Work required:
Copy the data exactly.

━━━ Extracted records ━━━

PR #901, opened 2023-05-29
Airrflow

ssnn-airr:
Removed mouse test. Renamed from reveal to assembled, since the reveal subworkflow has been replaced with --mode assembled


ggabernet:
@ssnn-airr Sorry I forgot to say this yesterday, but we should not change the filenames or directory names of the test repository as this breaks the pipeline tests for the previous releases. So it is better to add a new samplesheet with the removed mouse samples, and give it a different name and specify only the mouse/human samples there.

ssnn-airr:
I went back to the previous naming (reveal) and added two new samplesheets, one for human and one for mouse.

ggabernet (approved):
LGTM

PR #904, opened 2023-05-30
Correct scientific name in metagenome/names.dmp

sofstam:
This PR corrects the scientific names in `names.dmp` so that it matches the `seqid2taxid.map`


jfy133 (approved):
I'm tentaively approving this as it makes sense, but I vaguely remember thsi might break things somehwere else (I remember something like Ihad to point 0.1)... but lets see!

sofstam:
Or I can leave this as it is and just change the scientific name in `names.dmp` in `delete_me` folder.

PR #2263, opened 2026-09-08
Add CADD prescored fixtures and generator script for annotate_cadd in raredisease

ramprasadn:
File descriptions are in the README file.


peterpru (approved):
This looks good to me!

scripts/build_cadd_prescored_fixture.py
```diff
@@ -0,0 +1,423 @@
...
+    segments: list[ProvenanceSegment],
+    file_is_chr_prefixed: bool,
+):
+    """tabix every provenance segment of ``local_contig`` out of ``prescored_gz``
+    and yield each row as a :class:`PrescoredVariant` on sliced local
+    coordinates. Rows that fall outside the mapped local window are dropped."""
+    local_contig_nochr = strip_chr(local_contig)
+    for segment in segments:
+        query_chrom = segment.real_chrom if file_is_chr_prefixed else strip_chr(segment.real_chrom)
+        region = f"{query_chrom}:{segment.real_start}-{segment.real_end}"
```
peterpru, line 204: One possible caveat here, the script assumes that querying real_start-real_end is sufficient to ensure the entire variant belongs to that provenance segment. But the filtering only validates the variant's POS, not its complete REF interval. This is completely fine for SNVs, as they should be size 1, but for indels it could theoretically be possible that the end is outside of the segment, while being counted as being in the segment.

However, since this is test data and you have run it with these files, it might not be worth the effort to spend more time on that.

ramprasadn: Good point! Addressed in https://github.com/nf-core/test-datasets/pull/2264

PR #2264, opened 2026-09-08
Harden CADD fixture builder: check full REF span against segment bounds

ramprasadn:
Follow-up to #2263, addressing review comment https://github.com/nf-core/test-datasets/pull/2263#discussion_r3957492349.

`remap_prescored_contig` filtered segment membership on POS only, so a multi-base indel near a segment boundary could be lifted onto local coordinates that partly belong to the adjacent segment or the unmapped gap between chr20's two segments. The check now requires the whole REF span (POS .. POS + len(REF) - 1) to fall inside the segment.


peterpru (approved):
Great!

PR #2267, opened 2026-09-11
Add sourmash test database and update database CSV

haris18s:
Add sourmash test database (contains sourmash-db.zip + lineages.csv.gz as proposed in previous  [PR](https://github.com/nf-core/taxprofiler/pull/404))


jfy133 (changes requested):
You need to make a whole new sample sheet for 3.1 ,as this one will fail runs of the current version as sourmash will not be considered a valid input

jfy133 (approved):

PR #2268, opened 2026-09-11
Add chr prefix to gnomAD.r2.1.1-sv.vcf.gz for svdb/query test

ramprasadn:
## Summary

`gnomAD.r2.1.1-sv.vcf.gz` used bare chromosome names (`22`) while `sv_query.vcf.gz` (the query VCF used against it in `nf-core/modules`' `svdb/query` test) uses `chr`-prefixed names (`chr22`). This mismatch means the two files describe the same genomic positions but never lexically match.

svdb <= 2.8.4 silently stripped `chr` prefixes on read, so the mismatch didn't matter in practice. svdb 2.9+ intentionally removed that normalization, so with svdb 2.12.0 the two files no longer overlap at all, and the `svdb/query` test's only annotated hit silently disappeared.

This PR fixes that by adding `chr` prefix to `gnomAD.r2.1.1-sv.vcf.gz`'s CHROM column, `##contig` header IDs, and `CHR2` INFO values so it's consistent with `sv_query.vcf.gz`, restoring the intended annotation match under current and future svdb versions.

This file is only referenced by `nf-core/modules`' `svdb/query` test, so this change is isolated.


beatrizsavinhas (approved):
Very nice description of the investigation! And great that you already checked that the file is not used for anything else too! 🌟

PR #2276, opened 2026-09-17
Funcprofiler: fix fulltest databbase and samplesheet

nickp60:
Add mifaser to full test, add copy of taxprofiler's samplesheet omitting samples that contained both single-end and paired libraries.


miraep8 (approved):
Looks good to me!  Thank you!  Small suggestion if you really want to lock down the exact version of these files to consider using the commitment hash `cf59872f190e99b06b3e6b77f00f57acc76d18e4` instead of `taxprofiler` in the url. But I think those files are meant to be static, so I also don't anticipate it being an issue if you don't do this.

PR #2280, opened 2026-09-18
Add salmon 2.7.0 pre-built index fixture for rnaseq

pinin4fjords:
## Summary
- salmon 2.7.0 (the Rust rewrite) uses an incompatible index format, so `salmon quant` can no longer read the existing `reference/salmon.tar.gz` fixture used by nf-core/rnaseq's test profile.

━━━

Final answer:
PR #901, opened 2023-05-29
Airrflow

ssnn-airr:
Removed mouse test. Renamed from reveal to assembled, since the reveal subworkflow has been replaced with --mode assembled


ggabernet:
@ssnn-airr Sorry I forgot to say this yesterday, but we should not change the filenames or directory names of the test repository as this breaks the pipeline tests for the previous releases. So it is better to add a new samplesheet with the removed mouse samples, and give it a different name and specify only the mouse/human samples there.

ssnn-airr:
I went back to the previous naming (reveal) and added two new samplesheets, one for human and one for mouse.

ggabernet (approved):
LGTM

PR #904, opened 2023-05-30
Correct scientific name in metagenome/names.dmp

sofstam:
This PR corrects the scientific names in `names.dmp` so that it matches the `seqid2taxid.map`


jfy133 (approved):
I'm tentaively approving this as it makes sense, but I vaguely remember thsi might break things somehwere else (I remember something like Ihad to point 0.1)... but lets see!

sofstam:
Or I can leave this as it is and just change the scientific name in `names.dmp` in `delete_me` folder.

PR #2263, opened 2026-09-08
Add CADD prescored fixtures and generator script for annotate_cadd in raredisease

ramprasadn:
File descriptions are in the README file.


peterpru (approved):
This looks good to me!

scripts/build_cadd_prescored_fixture.py
```diff
@@ -0,0 +1,423 @@
...
+    segments: list[ProvenanceSegment],
+    file_is_chr_prefixed: bool,
+):
+    """tabix every provenance segment of ``local_contig`` out of ``prescored_gz``
+    and yield each row as a :class:`PrescoredVariant` on sliced local
+    coordinates. Rows that fall outside the mapped local window are dropped."""
+    local_contig_nochr = strip_chr(local_contig)
+    for segment in segments:
+        query_chrom = segment.real_chrom if file_is_chr_prefixed else strip_chr(segment.real_chrom)
+        region = f"{query_chrom}:{segment.real_start}-{segment.real_end}"
```
peterpru, line 204: One possible caveat here, the script assumes that querying real_start-real_end is sufficient to ensure the entire variant belongs to that provenance segment. But the filtering only validates the variant's POS, not its complete REF interval. This is completely fine for SNVs, as they should be size 1, but for indels it could theoretically be possible that the end is outside of the segment, while being counted as being in the segment.

However, since this is test data and you have run it with these files, it might not be worth the effort to spend more time on that.

ramprasadn: Good point! Addressed in https://github.com/nf-core/test-datasets/pull/2264

PR #2264, opened 2026-09-08
Harden CADD fixture builder: check full REF span against segment bounds

ramprasadn:
Follow-up to #2263, addressing review comment https://github.com/nf-core/test-datasets/pull/2263#discussion_r3957492349.

`remap_prescored_contig` filtered segment membership on POS only, so a multi-base indel near a segment boundary could be lifted onto local coordinates that partly belong to the adjacent segment or the unmapped gap between chr20's two segments. The check now requires the whole REF span (POS .. POS + len(REF) - 1) to fall inside the segment.


peterpru (approved):
Great!

PR #2267, opened 2026-09-11
Add sourmash test database and update database CSV

haris18s:
Add sourmash test database (contains sourmash-db.zip + lineages.csv.gz as proposed in previous  [PR](https://github.com/nf-core/taxprofiler/pull/404))


jfy133 (changes requested):
You need to make a whole new sample sheet for 3.1 ,as this one will fail runs of the current version as sourmash will not be considered a valid input

jfy133 (approved):

PR #2268, opened 2026-09-11
Add chr prefix to gnomAD.r2.1.1-sv.vcf.gz for svdb/query test

ramprasadn:
## Summary

`gnomAD.r2.1.1-sv.vcf.gz` used bare chromosome names (`22`) while `sv_query.vcf.gz` (the query VCF used against it in `nf-core/modules`' `svdb/query` test) uses `chr`-prefixed names (`chr22`). This mismatch means the two files describe the same genomic positions but never lexically match.

svdb <= 2.8.4 silently stripped `chr` prefixes on read, so the mismatch didn't matter in practice. svdb 2.9+ intentionally removed that normalization, so with svdb 2.12.0 the two files no longer overlap at all, and the `svdb/query` test's only annotated hit silently disappeared.

This PR fixes that by adding `chr` prefix to `gnomAD.r2.1.1-sv.vcf.gz`'s CHROM column, `##contig` header IDs, and `CHR2` INFO values so it's consistent with `sv_query.vcf.gz`, restoring the intended annotation match under current and future svdb versions.

This file is only referenced by `nf-core/modules`' `svdb/query` test, so this change is isolated.


beatrizsavinhas (approved):
Very nice description of the investigation! And great that you already checked that the file is not used for anything else too! 🌟

PR #2276, opened 2026-09-17
Funcprofiler: fix fulltest databbase and samplesheet

nickp60:
Add mifaser to full test, add copy of taxprofiler's samplesheet omitting samples that contained both single-end and paired libraries.


miraep8 (approved):
Looks good to me!  Thank you!  Small suggestion if you really want to lock down the exact version of these files to consider using the commitment hash `cf59872f190e99b06b3e6b77f00f57acc76d18e4` instead of `taxprofiler` in the url. But I think those files are meant to be static, so I also don't anticipate it being an issue if you don't do this.

PR #2280, opened 2026-09-18
Add salmon 2.7.0 pre-built index fixture for rnaseq

pinin4fjords:
## Summary
- salmon 2.7.0 (the Rust rewrite) uses an incompatible index format, so `salmon quant` can no longer read the existing `reference/salmon.tar.gz` fixture used by nf-core/rnaseq's test profile.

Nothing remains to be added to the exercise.